# New designs



## DISTANCESTUDIO (Jun 4, 2005)

*Towers For Futur*

*We need your comments on our design for this tower*
It is 60 storey 
Designed by an Egyptian team


----------



## malec (Apr 17, 2005)

I really like the design actually. I think it's a little too high for the location though. It looks a little fat inthe 1st render also IMO


----------



## ch1le (Jun 2, 2004)

wow! if you can make it 20% Thinner it would be a looker! Really pretty! I love it, organic and very very futuristic! Where is it planned?


----------



## ROYAL BLUE (Dec 22, 2004)

Ooooh Nice! 
How Tall?


----------



## Qatar4Ever (Feb 3, 2004)

not bad, but i think who ever designed it spent a bit to much time on it. Its over done a little bit. i say cut back on the details and make look simpler with less curves and more glass facade. After construction this building has the potential to be real ugly bulky kinda tower.


----------



## hella good (Jun 17, 2004)

the first rendering is strangely next to the new proposal for the westside stadium and javits expansion in new york.

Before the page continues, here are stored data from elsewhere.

PR #2441, opened 2023-06-01
RSDK-3293: allow gantry to move in the direction away from the limit switch

martha-johnston:
This change allows gantry to move away from the limit switch if it's triggered. Now the only time the gantry will stop is if the input position is past the limit switch.

### DIFF
--- a/components/gantry/oneaxis/oneaxis.go
+++ b/components/gantry/oneaxis/oneaxis.go
@@ -358,24 +358,39 @@ func (g *oneAxis) MoveToPosition(ctx context.Context, positions []float64, extra
 			return err
 		}
 
-		// Hits backwards limit switch, goes in forwards direction for two revolutions
+		// Hits backwards limit switch, goes in forwards direction until limit switch is cleared
 		if hit {
 			if x < g.positionLimits[0] {
 				dir := float64(1)
-				return g.motor.GoFor(ctx, dir*g.rpm, 2, extra)
+				if err = g.motor.GoFor(ctx, dir*g.rpm, 0, extra); err != nil {
+					return err
+				}
+				for hit {
+					if hit, err = g.limitHit(ctx, true); err != nil {
+						return err
+					}
+				}
 			}
 			return g.motor.Stop(ctx, extra)
 		}
 
-		// Hits forward limit switch, goes in backwards direction for two revolutions
 		hit, err = g.limitHit(ctx, false)
 		if err != nil {
 			return err
 		}
+
+		// Hits forward limit switch, goes in backwards direction until limit switch is cleared
 		if hit {
 			if x > g.positionLimits[1] {
 				dir := float64(-1)
-				return g.motor.GoFor(ctx, dir*g.rpm, 2, extra)
+				if err = g.motor.GoFor(ctx, dir*g.rpm, 0, extra); err != nil {
+					return err
+				}
+				for hit {
+					if hit, err = g.limitHit(ctx, false); err != nil {
+						return err
+					}
+				}
 			}
 			return g.motor.Stop(ctx, extra)
 		}
--- a/components/gantry/oneaxis/oneaxis.go
+++ b/components/gantry/oneaxis/oneaxis.go
@@ -23,8 +23,8 @@ import (
 
 var model = resource.DefaultModelFamily.WithModel("oneaxis")
 
-// LIMIT_ERROR_MARGIN is added or subtracted from the location of the limit switch to ensure the switch is not passed
-const LIMIT_ERROR_MARGIN = 0.25
+// LimitErrorMargin is added or subtracted from the location of the limit switch to ensure the switch is not passed.
+const LimitErrorMargin = 0.25
 
 // Config is used for converting oneAxis config attributes.
 type Config struct {
@@ -357,20 +357,19 @@ func (g *oneAxis) MoveToPosition(ctx context.Context, positions []float64, extra
 	// Limit switch errors that stop the motors.
 	// Currently needs to be moved by underlying gantry motor.
 	if len(g.limitSwitchPins) > 0 {
-
 		// Stops if position x is past the 0 limit switch
-		if x <= (g.positionLimits[0] + LIMIT_ERROR_MARGIN) {
-			g.logger.Debugf("limit: %.2f", g.positionLimits[0]+LIMIT_ERROR_MARGIN)
+		if x <= (g.positionLimits[0] + LimitErrorMargin) {
+			g.logger.Debugf("limit: %.2f", g.positionLimits[0]+LimitErrorMargin)
 			g.logger.Debugf("position x: %.2f", x)
-			g.logger.Errorf("Cannot move past limit switch!")
+			g.logger.Error("Cannot move past limit switch!")
 			return g.motor.Stop(ctx, extra)
 		}
 
 		// Stops if position x is past the at-length limit switch
-		if x >= (g.positionLimits[1] - LIMIT_ERROR_MARGIN) {
-			g.logger.Debugf("limit: %.2f", g.positionLimits[1]-LIMIT_ERROR_MARGIN)
+		if x >= (g.positionLimits[1] - LimitErrorMargin) {
+			g.logger.Debugf("limit: %.2f", g.positionLimits[1]-LimitErrorMargin)
 			g.logger.Debugf("position x: %.2f", x)
-			g.logger.Errorf("Cannot move past limit switch!")
+			g.logger.Error("Cannot move past limit switch!")
 			return g.motor.Stop(ctx, extra)
 		}
 	}
--- a/components/gantry/oneaxis/oneaxis.go
+++ b/components/gantry/oneaxis/oneaxis.go
@@ -203,10 +203,10 @@ func (g *oneAxis) homeTwoLimSwitch(ctx context.Context) error {
 		return err
 	}
 
-	g.logger.Debugf("positionA: %0.2f positionB: %0.2f", positionA, positionB)
-
 	g.positionLimits = []float64{positionA, positionB}
 	g.positionRange = positionB - positionA
+
+	g.logger.Infof("positionA: %0.2f positionB: %0.2f range: %0.2f", g.positionLimits[0], g.positionLimits[1], g.positionRange)
 
 	// Go backwards so limit stops are not hit.
 	x := g.gantryToMotorPosition(0.8 * g.lengthMm)
@@ -257,7 +257,6 @@ func (g *oneAxis) homeEncoder(ctx context.Context) error {
 func (g *oneAxis) gantryToMotorPosition(positions float64) float64 {
 	x := positions / g.lengthMm
 	x = g.positionLimits[0] + (x * g.positionRange)
-
 	return x
 }
 
@@ -299,8 +298,9 @@ func (g *oneAxis) testLimit(ctx context.Context, zero bool) (float64, error) {
 			return 0, ctx.Err()
 		}
 	}
-
-	return g.motor.Position(ctx, nil)
+	position, err := g.motor.Position(ctx, nil)
+	time.Sleep(1 * time.Second)
+	return position, err
 }
 
 // this function may need to be run in the background upon initialisation of the ganty,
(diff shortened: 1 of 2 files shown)


components/gantry/oneaxis/oneaxis.go
```diff
@@ -203,11 +203,11 @@ func (g *oneAxis) homeTwoLimSwitch(ctx context.Context) error {
 		return err
 	}
 
-	g.logger.Debugf("positionA: %0.2f positionB: %0.2f", positionA, positionB)
-
 	g.positionLimits = []float64{positionA, positionB}
 	g.positionRange = positionB - positionA
 
+	g.logger.Infof("positionA: %0.2f positionB: %0.2f range: %0.2f", g.positionLimits[0], g.positionLimits[1], g.positionRange)
```
penguinland, line 209: I'd put this back to a debug log. It's not something anyone will care about unless you're trying to debug something with your gantry.

components/gantry/oneaxis/oneaxis.go
```diff
@@ -299,8 +298,9 @@ func (g *oneAxis) testLimit(ctx context.Context, zero bool) (float64, error) {
 			return 0, ctx.Err()
 		}
 	}
-
-	return g.motor.Position(ctx, nil)
+	position, err := g.motor.Position(ctx, nil)
+	time.Sleep(1 * time.Second)
```
penguinland, line 302: Surely this line isn't supposed to be here, right? I'd undo the changes to this paragraph.

components/gantry/oneaxis/oneaxis.go
```diff
@@ -358,30 +358,28 @@ func (g *oneAxis) MoveToPosition(ctx context.Context, positions []float64, extra
 			return err
 		}
 
-		// Hits backwards limit switch, goes in forwards direction for two revolutions
-		if hit {
-			if x < g.positionLimits[0] {
-				dir := float64(1)
-				return g.motor.GoFor(ctx, dir*g.rpm, 2, extra)
+		// Hits backwards limit switch, and stops if position x is past the limit switch
+		if (hit == true) || (x <= (g.positionLimits[0] + 0.25)) {
```
penguinland, line 362: Change `hit == true` back to just `hit`. No need to check if a boolean is equal to true.

components/gantry/oneaxis/oneaxis.go
```diff
@@ -358,30 +358,28 @@ func (g *oneAxis) MoveToPosition(ctx context.Context, positions []float64, extra
...
+			g.logger.Debugf("limit: %.2f", g.positionLimits[0]+0.25)
+			g.logger.Debugf("position x: %.2f", x)
+			if x <= (g.positionLimits[0] + 0.25) {
+				g.logger.Errorf("Cannot move past limit switch!")
+				return g.motor.Stop(ctx, extra)
```
penguinland, line 367: My reading of this is:
```
if we hit the limit switch, log some stuff
if our position is past the end, log the same stuff and stop
```
How important is it to log stuff if we hit the limit switch? This could be greatly simplified if we got rid of that, or at least moved that to a different place. Something like
```
if x < position {
    g.logger.Debugf(...)
    g.logger.Debugf("cannot move past limit switch")
    return g.motor.Stop()
} else {
    // consider removing this part entirely
    if hit {
        g.logger.Debugf(...) // Identical to the first debug log above
    }
}
```
That way, we don't duplicate the comparison on the position, and we make it clearer that stopping is unrelated to hitting the limit switch. It's also less indented, which often implies that the code is easier to reason about because the control flow is less complicated.

components/gantry/oneaxis/oneaxis.go
```diff
@@ -358,30 +358,28 @@ func (g *oneAxis) MoveToPosition(ctx context.Context, positions []float64, extra
...
-			if x > g.positionLimits[1] {
-				dir := float64(-1)
-				return g.motor.GoFor(ctx, dir*g.rpm, 2, extra)
+		// Hits forwards limit switch, and stops if position x is past the limit switch
+		if (hit == true) || (x >= (g.positionLimits[1] - 0.25)) {
+			g.logger.Debugf("limit: %.2f", g.positionLimits[1]-0.25)
+			g.logger.Debugf("position x: %.2f", x)
+			if x >= (g.positionLimits[1] - 0.25) {
+				g.logger.Errorf("Cannot move past limit switch!")
+				return g.motor.Stop(ctx, extra)
```
penguinland, line 381: Same suggestion here. This code and the the other part are nearly identical; I wonder if it would make sense to refactor into a helper function that just gets called twice:
```
func helper(needBetterArgumentNameThanZero, isPastEndPosition bool) err {
    hit, err = g.limitHit(ctx, needBetterArgumentNameThanZero)
    if isPastEndPosition {
        g.logger.Debugf("cannot move past limit switch")
        return g.motor.Stop()
    }
    return nil
}

err = helper(true, x <= g.positionLimits[0] + 0.25)
err = helper(false, x >= g.positionLimits[1] - 0.25)
```
That way, it's very clear which parts are changing and which parts stay the same between the two, and if there are more bugs in the future you only need to fix them once.

penguinland (commented):
The important part looks right, but this could use some tweaks to make it more easily maintained.

penguinland (changes requested):
...wait a minute, we're now not stopping the motor if we hit a limit switch while moving to a position. That can't be right, can it? The limit switches are there because if the motor is not where it's expected to be, we need to stop before we cause any catastrophic damage to the hardware.

I suspect the logic is supposed to be "if we're moving forwards, worry about the front limit switch but ignore the rear one. If we're moving backwards, worry about the rear limit switch but ignore the front one."

Here's an example scenario in which the limit switches are important: the motor is at position 10. We move it to position 20. Unbeknownst to us, though, there is a steel box in the middle of the gantry because the maintenance guy forgot to clean up his tools, and it prevents the gantry from moving to position 20. Instead, the stepper motor skips (which requires a lot of force to do, but the steel box isn't budging), so we think it's at position 20 but in reality it ends up at position 15, flush against the box. Now, we want to move it to position 3, by moving it backwards 17 units. We expect this to be fine, but because it started at position 15 instead of the expected 20, it's going to go 2 units off the end and destroy the hardware. The way to prevent this is that when we trip the limit switch at physical position 0 (when we mistakenly think it's at position 5), we wake up and say "we're at position 0 even though we didn't expect that! Stop the motor before it drives off the end."

randhid:
> 



> ...wait a minute, we're now not stopping the motor if we hit a limit switch while moving to a position. That can't be right, can it? The limit switches are there because if the motor is not where it's expected to be, we need to stop before we cause any catastrophic damage to the hardware.
> 
> I suspect the logic is supposed to be "if we're moving forwards, worry about the front limit switch but ignore the rear one. If we're moving backwards, worry about the rear limit switch but ignore the front one."
> 
> Here's an example scenario in which the limit switches are important: the motor is at position 10. We move it to position 20. Unbeknownst to us, though, there is a steel box in the middle of the gantry because the maintenance guy forgot to clean up his tools, and it prevents the gantry from moving to position 20. Instead, the stepper motor skips (which requires a lot of force to do, but the steel box isn't budging), so we think it's at position 20 but in reality it ends up at position 15, flush against the box. Now, we want to move it to position 3, by moving it backwards 17 units. We expect this to be fine, but because it started at position 15 instead of the expected 20, it's going to go 2 units off the end and destroy the hardware. The way to prevent this is that when we trip the limit switch at physical position 0 (when we mistakenly think it's at position 5), we wake up and say "we're at position 0 even though we didn't expect that! Stop the motor before it drives off the end."

There's a follow-up Jira ticket for making the limit switch checking a goroutine in the background. (RSDK-3207). Right now, the motor API completely disregards the Gantry API in our built-in models anyway. Ie, you could call GoFor near the limit switch and the motor would keep going. We need to add better background checking in the parent gantry component anyway.

Your suggestion is valid but out of scope for this PR. Your second point about the box is also valid, but can't be addressed with our current stepper implementation, we'd have to add a lot of logic with an external encoder, and maybe torque reporting off the driver if we have those sensors. So also out of scope.

components/gantry/oneaxis/oneaxis.go
randhid, line 362: Any "magic" numbers should be constants at the top of the file with a name that describes what they are

randhid (changes requested):

components/gantry/oneaxis/oneaxis.go
randhid: You can refactor `g.limitHit` to take an offset nd pass that into the helper as well, or refactor limitHit itself to return another bool for thee `x >=positionLimits[idx] +/= 0.25`condition

components/gantry/oneaxis/oneaxis.go
randhid: The precision with the pause and the crappy limit switches makes perfect sense. However, can we pause for less time? Also, make the time delay a constant at the top of the file. also, we have to make sure that `testLimit` is only called in the homing sequence now, I don't want a pause interfering with a Movement.

martha-johnston: yeah I can do that. the homing sequence is the only time I'm calling `testLimit` so that should be fine

martha-johnston:
Okay I'm going to simplify the `MoveToPosition` function, thanks for all the suggestions!

penguinland:
I clarified with Rand: there will be an upcoming PR to monitor the limit switches in a separate goroutine and stop the motors if one gets hit, but this PR is just preparation for that one. That's why it's okay that we're completely ignoring the limit switches here: we'll add that back in in the correct place next time.

martha-johnston:
actually, just to be completely sure, I should completely remove any check if a limit switch is hit during movement here? only check the input position? @randhid

martha-johnston:
okay removed the limit switch stop but can easily re-add if I misunderstood what was intended. Let me know what you think!

components/gantry/oneaxis/oneaxis.go
penguinland: From the code itself, I had no clue that this was about improving the precision. Put in a comment explaining what's going on here.

components/gantry/oneaxis/oneaxis.go
```diff
@@ -22,6 +22,7 @@ import (
 )
 
 var model = resource.DefaultModelFamily.WithModel("oneaxis")
+var LIMIT_ERROR_MARGIN = 0.25
```
penguinland, line 25: I think this can be a `const` rather than a `var`. I'd also put in a quick comment explaining that this is how far we'll let you move past where we expect the limit switch to be before we stop the movement.

components/gantry/oneaxis/oneaxis.go
```diff
@@ -299,8 +299,9 @@ func (g *oneAxis) testLimit(ctx context.Context, zero bool) (float64, error) {
 			return 0, ctx.Err()
 		}
 	}
-
-	return g.motor.Position(ctx, nil)
+	position, err := g.motor.Position(ctx, nil)
+	time.Sleep(250 * time.Millisecond)
```
penguinland, line 303: Would it make sense to swap these lines, so we let the motor settle before getting its position? I can go either way. If you do swap them, we can just return things directly instead of storing into variables and returning those.

penguinland: I do still think it's important to put in a comment explaining why we're sleeping. Otherwise, I think it looks like this is left over from some kind of debugging adventure and should be removed again.

penguinland (approved):
LGTM! My remaining feedback is mostly just adding comments.

components/gantry/oneaxis/oneaxis.go
martha-johnston: I've added a comment it will be there in the next commit

components/gantry/oneaxis/oneaxis.go
```diff
@@ -23,6 +23,9 @@ import (
 
 var model = resource.DefaultModelFamily.WithModel("oneaxis")
 
+// LimitErrorMargin is added or subtracted from the location of the limit switch to ensure the switch is not passed.
+const LimitErrorMargin = 0.25
```
randhid, line 27: make it unexported please 
```suggestion
const limitErrorMargin = 0.25
```

randhid (approved):
LGTM! Pending Alan's requested changes which I agree with, and one little nit.

randhid:
> actually, just to be completely sure, I should completely remove any check if a limit switch is hit during movement here? only check the input position? @randhid

The ticket implementing that in a background goroutine will take care of this issue and the Motor API superseding the MoveToPosition logic, which happens anyway now.

components/gantry/oneaxis/oneaxis.go
penguinland: Oh, this has already been merged. :shrug: I don't feel strongly, no need to change it in a follow-up PR until the logging gets so annoying that someone complains (which might never happen).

but the second one aint in new york thats for shure.


----------



## cicarra (May 29, 2004)

cool i like it. where will this be built?


----------



## Crimsonblake (Mar 15, 2005)

I love it!!! Much better than the crappy condo they are calling good design here in Alabama.


----------



## cladiv (Feb 29, 2004)

wow that is great!


----------



## david chanrion (Oct 4, 2002)

wow looks nice !


----------



## rocky (Apr 20, 2005)

i really like it.
2 concerns: a bit too "over" like someone said. it makes it look aggressive
then the base of the building, i dont like that. that low rise should go , and be replaced by a park


----------



## Brett (Oct 26, 2004)

im a fan!


----------



## Jasonhouse (Jul 27, 2002)

Can someone explain the design concept/parti?

Oh yeah, and if thi site specific, it's way out of scale and context with its surroundings, so I hope that's been taken into account.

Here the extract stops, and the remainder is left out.